Journal of Chemical Physics, Vol.114, No.20, 9184-9191, 2001
Ribonucleic acid folder: The earliest moves of a good structure seeker
We identify the earliest folding events of a classical soft-mode ribonucleic acid chain under renaturation conditions. Due to hard-mode elimination, when this problem is cast in terms of intrinsic (dihedral torsional) coordinates, the weight of the differential volume, resulting merely from the transformation from Cartesian onto intrinsic coordinates, is not constant.
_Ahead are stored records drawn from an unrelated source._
PR #354, opened 2019-06-08
Cleanuptests

deculler:
[ X] Wrote test for feature

**Changes proposed:**
Updates read_table function to use pandas.read_csv rather than pandas.read_table, which was deprecated 0.42

Update default format to include commas in integer formatting, independent of localization.

Cleaned up tests.  All pass.

### DIFF
--- a/tests/test_tables.py
+++ b/tests/test_tables.py
@@ -1332,3 +1332,7 @@ def test_url_parse():
     with pytest.raises(ValueError):
         url = 'https://data8.berkeley.edu/something/something/dark/side'
         Table.read_table(url)
+
+def test_read_table():
+    """Test that Tables reads a csv file."""
+    assert isinstanceof(Table, Table().read_table("tests/us-unemployment.csv"))
--- a/tests/test_tables.py
+++ b/tests/test_tables.py
@@ -94,10 +94,9 @@ def test_doctests():
 # Overview #
 ############
 
-
-def test_basic(t):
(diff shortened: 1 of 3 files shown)


tests/test_tables.py
```diff
@@ -267,8 +284,13 @@ def test_where_predicates(t):
     """)
 
 
-def test_sort(t):
+def test_sort(table):
+    t = table
+    t['totals'] = t['points'] * t['count']
+    print("test_sort")
```
adnanhemani: We should probably take away the print statements for the final push to master to ensure the code is clean.

tests/test_tables.py
```diff
@@ -111,16 +110,19 @@ def test_column(table):
     assert_array_equal(table.column(1), np.array([9, 3, 3, 1]))
 
 
-def test_basic_points(t):
+def test_basic_points(table):
+    t = table
```
davidwagner: What's the purpose behind this change?

deculler:
The use in the 't' and 'u' features is disallowed in the current version of
the unit test framework and provided no simplicity.  The feature needs to
be passed as a parameter to the 'test_...' function.  That 'table' where
't' was used and 'table2' where 'u' was.

Also there were sequential dependence on modifying the test case.  Now each
is standalone.

davidwagner:
We merged #355, which is based on this.  Thanks very much, David!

This inherent geometry resulting from the embedding of the infinite Cartesian space onto the compact torsional manifold has physical consequences, especially in the earliest folding times, when the intramolecular potential has not yet had a chance to outweigh it. Thus, the early folding events are induced by a coupling between the inherent geometry and the hydrodynamic drag, and they predate the occurrence of nonbonded intrachain interactions. Thus, by contrasting the early geometrically determined probability distribution in torsional conformation space with the energetically favorable regions, we elucidate how the interplay between hydrodynamic control and potential energy surface during the early stages of folding (10 ps-1 mus) determines the expediency of the process. In this way we are able to decide in simple cases whether geometry and Watson-Crick complementarities represent reinforcing or conflicting propensities, defining a good seeker or a bad folder.